No sweat. We’ve been hauling around data for years. We have processes and applications and infrastructure that facilitate data movement. Plus, we get to grow our enterprise analytics estate. More data. Larger environment. More teams coming to us to get stuff. And best of all, we get to claim that we retired a bunch of other repositories. Dollars to the bottom line. Chicken lunches all around. All of the incentives are aligned.

Except for the most important one.

We mistakenly believe that merely bringing the data together will somehow make it more usable.

I suppose if it’s all together in the same database it’s easier to access. But that’s not the same thing as making it more usable. Usability requires understanding. And in these kinds of projects we too often just start shoveling data higgledy-piggledy as fast as we can without any thought as to what it is or how it’s going to be used.

Of course, there’s always time for each individual user to complete a week-long research project to figure out what the data contains before they use it. There’s always time to rewrite the reports that were wrong because the data was misunderstood. There’s always time to clean up the mess that gets created. There’s always time for the next rationalization project.

Consolidation projects are similar to the migration projects I discussed a couple weeks ago (Part 1, Part 2): you end up doing a whole lot of work, but you don’t really move the company forward much.

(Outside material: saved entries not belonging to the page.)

PR #22939, opened 2022-11-02
Document pen styles, joins, and stipple styles

Blake-Madden:


interface/wx/pen.h
```diff
@@ -37,10 +37,12 @@ enum wxPenStyle
         /**< No pen is used. */
 
     wxPENSTYLE_STIPPLE_MASK_OPAQUE,
-        /**< @todo WHAT's this? */
+        /**< Uses a bitmap as a stipple; the mask is used for blitting
+             monochrome using text foreground and background colors. */
```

The problem is that the moving the company forward part often doesn’t matter. That’s more difficult to measure. You can put up a big board with a tally of the tables or environments or applications moved and watch the numbers tick up. It’s harder to quantify the Data Debt. The result is that the focus is on the data movement mechanics, not on the data itself.

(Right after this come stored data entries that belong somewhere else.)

Issue #4775, opened 2008-04-05
wxNotebook & wxBK_HITTEST_* broken (ignores layout)


wxtrac:
*Issue migrated from trac ticket # 4775*

**component:** wxMSW | **priority:** normal

#### 2008-04-05 22:58:40: arkay created the issue

___
The returned flags should indicate the position where the hit on the control appeared.

This only works if the control uses standard layout (wxNB_TOP and probably wxNB_BOTTOM, didn't test).

If wxNB_LEFT is used, wxBK_HITTEST_ONICON is _always_ returned regardless of where we click even though the image is displayed at the _bottom_ of the tab.

PR #22941, opened 2022-11-03
Add GetTabRect() and GetTabOrientation() to wxNotebook.

skeetor:
Add GetTabOrientation() to return the orientation of the tabs on a wxNotebook.
Add GetTabRect() to return the window coordinates of a tab from a wxNotebook.

### DIFF
--- a/include/wx/msw/notebook.h
+++ b/include/wx/msw/notebook.h
@@ -93,6 +93,9 @@ public:
     // style.
   void SetTabSize(const wxSize& sz) override;
 
+  // Return the position and size of the tab for the given page
+  wxRect GetTabRect(size_t page) const override;
+
     // hit test
   virtual int HitTest(const wxPoint& pt, long *flags = nullptr) const override;
 
--- a/include/wx/notebook.h
+++ b/include/wx/notebook.h
@@ -139,6 +139,13 @@ public:
     // new is wxNOT_FOUND)
     void SendPageChangedEvent(int nPageOld, int nPageNew = wxNOT_FOUND);
 
+    // return wxTOP/wxBOTTOM/wxRIGHT/wxLEFT
+    wxDirection GetTabOrientation() const;
+
+    // return the rectangle in window coordinates of the page selector.
+    // For example, for a wxNotebook this would be its tab.
+    virtual wxRect GetTabRect(size_t page) const;
+
 #if wxUSE_EXTENDED_RTTI
     // XTI accessors
     virtual void AddPageInfo( wxNotebookPageInfo* info );
--- a/interface/wx/notebook.h
+++ b/interface/wx/notebook.h
@@ -191,6 +191,26 @@ public:
     */
     virtual void SetPadding(const wxSize& padding);
 
+    /**
+        This is a convenience function mapping wxBK_TOP etc styles to one of the
+        wxDirection enum elements.
+
+        @since 3.3.0
+    */
+    wxDirection GetTabOrientation() const;
+
+    /**
+        Return the rectangle of the given page tab in window coordinates.
+        This function will always return the rectangle for the specified tab, even
+        if the tab is currently not visible. If the page is invalid the returned
+        rectangle is empty.
+
+        @note Currently only available in Univ and MSW
+
+        @since 3.3.0
+    */
+    virtual wxRect GetTabRect(size_t page) const;
+
     // implementations of pure virtuals
     virtual int GetPageImage(size_t nPage) const;
     virtual bool SetPageImage(size_t page, int image);
@@ -201,6 +221,5 @@ public:
     virtual int ChangeSelection(size_t page);
     virtual bool InsertPage(size_t index, wxWindow * page, const wxString & text,
                             bool select = false, int imageId = NO_IMAGE);
-
 };
 
--- a/src/common/nbkbase.cpp
+++ b/src/common/nbkbase.cpp
@@ -33,6 +33,8 @@
 
 extern WXDLLEXPORT_DATA(const char) wxNotebookNameStr[] = "notebook";
 
+#define IS_VALID_PAGE(nPage) ((nPage) < GetPageCount())
+
 wxDEFINE_EVENT( wxEVT_NOTEBOOK_PAGE_CHANGED, wxBookCtrlEvent );
 wxDEFINE_EVENT( wxEVT_NOTEBOOK_PAGE_CHANGING, wxBookCtrlEvent );
 
@@ -195,6 +197,29 @@ void wxNotebookBase::SendPageChangedEvent(int nPageOld, int nPageNew)
     event.SetOldSelection(nPageOld);
     event.SetEventObject(this);
     GetEventHandler()->ProcessEvent(event);
+}
+
+wxDirection wxNotebookBase::GetTabOrientation() const
+{
+    long style = GetWindowStyle();
+    if (style & wxBK_BOTTOM)
+        return wxBOTTOM;
+    else if (style & wxBK_RIGHT)
+        return wxRIGHT;
+    else if (style & wxBK_LEFT)
+        return wxLEFT;
+
+    // wxBK_TOP == 0 so we don't have to test for it
+    return wxTOP;
+}
+
+wxRect wxNotebookBase::GetTabRect(size_t page) const
+{
+    wxRect r;
+    wxCHECK_MSG(IS_VALID_PAGE(page), r, wxT("invalid notebook page"));
+    wxFAIL_MSG("Not implemented");
+
+    return r;
 }
 
 #endif // wxUSE_NOTEBOOK
--- a/src/msw/notebook.cpp
+++ b/src/msw/notebook.cpp
@@ -499,6 +499,21 @@ void wxNotebook::SetTabSize(const wxSize& sz)
     ::SendMessage(GetHwnd(), TCM_SETITEMSIZE, 0, MAKELPARAM(sz.x, sz.y));
 }
 
+wxRect wxNotebook::GetTabRect(size_t page) const
+{
+    wxRect r;
+    wxCHECK_MSG(IS_VALID_PAGE(page), r, wxT("invalid notebook page"));
+
+    if (GetPageCount() > 0)
+    {
+        RECT rect;
+        if (TabCtrl_GetItemRect(GetHwnd(), page, &rect))
+            r = wxRectFromRECT(rect);
+    }
+
+    return r;
+}
+
 wxSize wxNotebook::CalcSizeFromPage(const wxSize& sizePage) const
 {
     // we can't use TabCtrl_AdjustRect here because it only works for wxNB_TOP
--- a/src/univ/notebook.cpp
+++ b/src/univ/notebook.cpp
@@ -659,21 +659,7 @@ bool wxNotebook::IsVertical() const
     return dir == wxLEFT || dir == wxRIGHT;
 }
 
-wxDirection wxNotebook::GetTabOrientation() const
-{
-    long style = GetWindowStyle();
-    if ( style & wxBK_BOTTOM )
-        return wxBOTTOM;
-    else if ( style & wxBK_RIGHT )
-        return wxRIGHT;
-    else if ( style & wxBK_LEFT )
-        return wxLEFT;
-
-    // wxBK_TOP == 0 so we don't have to test for it
-    return wxTOP;
-}
-
-wxRect wxNotebook::GetTabRect(int page) const
+wxRect wxNotebook::GetTabRect(size_t page) const
 {
     wxRect rect;
     wxCHECK_MSG( IS_VALID_PAGE(page), rect, wxT("invalid notebook page") );
@@ -688,7 +674,7 @@ wxRect wxNotebook::GetTabRect(int page) const
     else
     {
         widthBefore = 0;
-        for ( int n = 0; n < page; n++ )
+        for (size_t n = 0; n < page; n++)
         {
             widthBefore += m_widths[n];
         }
--- a/include/wx/univ/notebook.h
+++ b/include/wx/univ/notebook.h
@@ -93,9 +93,6 @@ public:
     // return true if all tabs have the same width
     bool FixedSizeTabs() const { return HasFlag(wxNB_FIXEDWIDTH); }
 
-    // return wxTOP/wxBOTTOM/wxRIGHT/wxLEFT
-    wxDirection GetTabOrientation() const;
-
     // return true if the notebook has tabs at the sidesand not at the top (or
     // bottom) as usual
     bool IsVertical() const;
@@ -120,6 +117,9 @@ public:
 
     // refresh the currently selected tab
     void RefreshCurrent();
+
+    // get the tab rect
+    wxRect GetTabRect(size_t page) const override;
 
 protected:
     virtual wxNotebookPage *DoRemovePage(size_t nPage) override;
@@ -163,9 +163,6 @@ protected:
 
     // refresh all tabs
     void RefreshAllTabs();
-
-    // get the tab rect (inefficient, don't use this in a loop)
-    wxRect GetTabRect(int page) const;
 
     // get the rectangle containing all tabs
     wxRect GetAllTabsRect() const;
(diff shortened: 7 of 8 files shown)


include/wx/msw/notebook.h
```diff
@@ -93,6 +93,9 @@ class WXDLLIMPEXP_CORE wxNotebook : public wxNotebookBase
     // style.
   void SetTabSize(const wxSize& sz) override;
 
+  // Return the position and size of he tab for the given page
```
PBfordev, line 96:
```suggestion
  // return the position and size of the tab for the given page
```

include/wx/notebook.h
```diff
@@ -139,6 +139,13 @@ class WXDLLIMPEXP_CORE wxNotebookBase : public wxBookCtrlBase
     // new is wxNOT_FOUND)
     void SendPageChangedEvent(int nPageOld, int nPageNew = wxNOT_FOUND);
 
+    // return wxTOP/wxBOTTOM/wxRIGHT/wxLEFT
+    wxDirection GetTabOrientation() const;
+
+    // return the rectangle in windowcoordinates of the page selector.
```
PBfordev, line 145:
```suggestion
    // return the rectangle in window coordinates of the page selector
```

include/wx/notebook.h
```diff
@@ -139,6 +139,13 @@ class WXDLLIMPEXP_CORE wxNotebookBase : public wxBookCtrlBase
...
+    // i.E. for a wxNotebook this would be it's tab.
```
PBfordev, line 146:
```suggestion
    // e.g. for a wxNotebook this would be its tab
```

include/wx/notebook.h
```diff
@@ -139,6 +139,13 @@ class WXDLLIMPEXP_CORE wxNotebookBase : public wxBookCtrlBase
...
+    virtual wxRect GetTabRect(size_t n) const;
```
PBfordev, line 147:
```suggestion
    virtual wxRect GetTabRect(size_t page) const;
```

interface/wx/notebook.h
```diff
@@ -191,6 +191,19 @@ class wxNotebook : public wxBookCtrlBase
     */
     virtual void SetPadding(const wxSize& padding);
 
+    /**
+        Returns wxTOP / wxBOTTOM / wxRIGHT / wxLEFT
+    */
+    wxDirection GetTabOrientation() const;
+
+    /**
+        Return the rectangle in windowcoordinates of the page selector.
```
PBfordev, line 200:
```suggestion
        Returns the rectangle in window coordinates of the page selector.
```

interface/wx/notebook.h
```diff
@@ -191,6 +191,19 @@ class wxNotebook : public wxBookCtrlBase
...
+        i.E. for a wxNotebook this would be it's tab.
```
PBfordev, line 201:
```suggestion
        For example, for a wxNotebook this would be its tab.
```

interface/wx/notebook.h
```diff
@@ -191,6 +191,19 @@ class wxNotebook : public wxBookCtrlBase
...
+
+        @note Currently only available in Univ and MSW
+    */
+    virtual wxRect GetTabRect(size_t n) const;
```
PBfordev, line 205:
```suggestion
    virtual wxRect GetTabRect(size_t page) const;
```

src/common/nbkbase.cpp
```diff
@@ -197,4 +197,25 @@ void wxNotebookBase::SendPageChangedEvent(int nPageOld, int nPageNew)
...
+    else if (style & wxBK_LEFT)
+        return wxLEFT;
+
+    // wxBK_TOP == 0 so we don't have to test for it
+    return wxTOP;
+}
+
+wxRect wxNotebookBase::GetTabRect(size_t WXUNUSED(n)) const
+{
+    wxFAIL_MSG(wxT("wxNotebook::GetTabRect not implemented"));
```
PBfordev, line 216:
```suggestion
    wxFAIL_MSG("not implemented");
```

src/msw/notebook.cpp
```diff
@@ -499,6 +499,25 @@ void wxNotebook::SetTabSize(const wxSize& sz)
...
+wxRect wxNotebook::GetTabRect(size_t n) const
+{
+    wxRect r;
+
+    if (GetPageCount() > 0)
+    {
+        RECT rect;
+        if (TabCtrl_GetItemRect(GetHwnd(), n, &rect))
+        {
+            r.x = rect.left;
```
PBfordev, line 511: I would use `r = wxRectFromRECT(rect);`  instead of all these four lines.

src/univ/notebook.cpp
```diff
@@ -688,7 +674,7 @@ wxRect wxNotebook::GetTabRect(int page) const
     else
     {
         widthBefore = 0;
-        for ( int n = 0; n < page; n++ )
+        for (size_t n = 0; n < page; n++)
```
PBfordev, line 677:
```suggestion
        for ( size_t n = 0; n < page; n++ )
```

PBfordev (commented):
Code specific comments aside...

Not sure if the maintainers accept such methods when implemented only for one of the three major ports. I am MSW-only myself, so I have no idea if it is possible to do the same for macOS and GTK.

Just curious, does it work correctly when the tabs are not on the top (can be easily tested with the notebook sample)? IIRC, there were some issues on MSW with non-top tab placement, you can see in the sample that the tabs look different in other positions than the top.

src/univ/notebook.cpp
skeetor: Already fixed in latest commit

include/wx/msw/notebook.h
skeetor: Fixed

include/wx/notebook.h
skeetor: Fixed

include/wx/notebook.h
skeetor: Fixed

include/wx/notebook.h
skeetor: Fixed

interface/wx/notebook.h
skeetor: Fixed

interface/wx/notebook.h
skeetor: Fixed

interface/wx/notebook.h
skeetor: Fixed

src/common/nbkbase.cpp
skeetor: Fixed

src/msw/notebook.cpp
skeetor: Fixed. Didn't know about this funtion. :)

skeetor:
This code definitely works on MSW and I tested it with all orientations of the tabs. For the univ build, the functions already existed and I didn't change them, so I assume they work or at least will behave as they always had.

I would like to add this to QT and GTK build later on as well, but currently I work on my main implementation of my module and I don't want to get diverted to much by it by testing several other builds as well. However, since these functions were not there before anyway, they don't brake anything as of now.

src/msw/notebook.cpp
```diff
@@ -499,6 +499,20 @@ void wxNotebook::SetTabSize(const wxSize& sz)
...
 
+wxRect wxNotebook::GetTabRect(size_t n) const
+{
+    wxRect r;
+
+    if (GetPageCount() > 0)
+    {
+        RECT rect;
+        if (TabCtrl_GetItemRect(GetHwnd(), n, &rect))
+            wxRectFromRECT(rect);
```
PBfordev, line 510:
```suggestion
            r = wxRectFromRECT(rect);
```

BTW, I meant to change the method argument name from `n` to `page` everywhere it was used (similarly for typos in the comments).

skeetor: Fixed

oneeyeman1:
@skeetor ,
There was a bug in Windows about HitTest not working correctly for non-top tab position. MS confirmed it.

I presume this code works as it should.

Maybe we can implement HitTest somehow with this change for non-top tab position?

skeetor:
I noticed that about HitTest because I tried using that first. Since it didn't work as I expected it, I wrote some code to detect klicks in the off region of the tabs, why I needed this functions. :)
I wrote some code to get the full tab rectangle, as well as getting the rectangle of the off region. So should I add this as well, so it might be used by HitTest?

oneeyeman1:
@skeetor ,
There is a long-withstanding issue/ticket about it.
I told MS about it and they confirmed it.
If you can make HitTest() on MSW work as expected - it would be great.
However, it probably should be another PR and if you can find this issue and reference it it will be even better.

skeetor:
OK! I would also prefer to have it in another PR anyway so this would be fine for me.

skeetor:
The only reference I could find is this one: https://github.com/wxWidgets/wxWidgets/issues/4775

However, with my (upcoming) fix this will work for all orientations, as I needed this to work reliably for my docking module.

interface/wx/notebook.h
```diff
@@ -191,6 +191,19 @@ class wxNotebook : public wxBookCtrlBase
     */
     virtual void SetPadding(const wxSize& padding);
 
+    /**
+        Returns wxTOP / wxBOTTOM / wxRIGHT / wxLEFT
```
vadz, line 195: I'd like to expand the description a bit and we also should indicate that it's only available in 3.3 and later:

```suggestion
        Returns one of wxTOP, wxBOTTOM, wxRIGHT or wxLEFT.
        
        This is a convenience function mapping wxBK_TOP etc styles to one of the
        wxDirection enum elements.
        
        @since 3.3.0
```

interface/wx/notebook.h
```diff
@@ -191,6 +191,19 @@ class wxNotebook : public wxBookCtrlBase
...
+    */
+    wxDirection GetTabOrientation() const;
+
+    /**
+        Return the rectangle in window coordinates of the page selector.
+        For example, for a wxNotebook this would be its tab.
+
+        @note Currently only available in Univ and MSW
+    */
```
vadz, line 204:
```suggestion
        @since 3.3.0
    */
```

interface/wx/notebook.h
```diff
@@ -191,6 +191,19 @@ class wxNotebook : public wxBookCtrlBase
...
     virtual void SetPadding(const wxSize& padding);
 
+    /**
+        Returns wxTOP / wxBOTTOM / wxRIGHT / wxLEFT
+    */
+    wxDirection GetTabOrientation() const;
+
+    /**
+        Return the rectangle in window coordinates of the page selector.
+        For example, for a wxNotebook this would be its tab.
```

That effort would have been better spent understanding the data. 

It is more important to consolidate the information about the data than it is to consolidate the data itself.

If your objective is to consolidate the data just for the sake of consolidating the data, then I suppose you’ve accomplished your goal. Of course, you lied to your management when you showed them that PowerPoint slide at the beginning. Instead of a single box all neat and tidy on the right side of the slide, you should have shown them a single box with the constellation from the left side jammed inside of it. You haven’t really changed anything except that all those little boxes are now inside the big box. Congratulations! 

It’s even worse if your objective is application or analytics rationalization. All you’ve succeeded in doing is putting off the real work. Rationalization requires that you understand the data. Do that up front. You’re going to have to do it at some point anyway, and the probability of management losing interest and abandoning the effort altogether is high. Then you’re left with a bigger mess than you started with. And you’ve done a bunch of work and not accomplished much of anything.

On the other hand, when you go to the effort of understanding the data first, you may save yourself some work. You may discover that some of the applications or data are redundant and you don’t need to move them at all. You may discover that you only need a small number of fields from certain sources. You may discover that some of these applications should be deprecated. And if you’re pursuing a modern data architecture, you may discover that a Data Fabric may obviate the need to move the data at all.

The problem is that it takes vision and foresight and discipline. It also means that you have to change the way you measure progress. Don’t count sources and tables and gigabytes moved. Instead, count sources and tables and gigabytes understood. Definitions and expected content at minimum. 

Look, or perhaps, understand before you leap.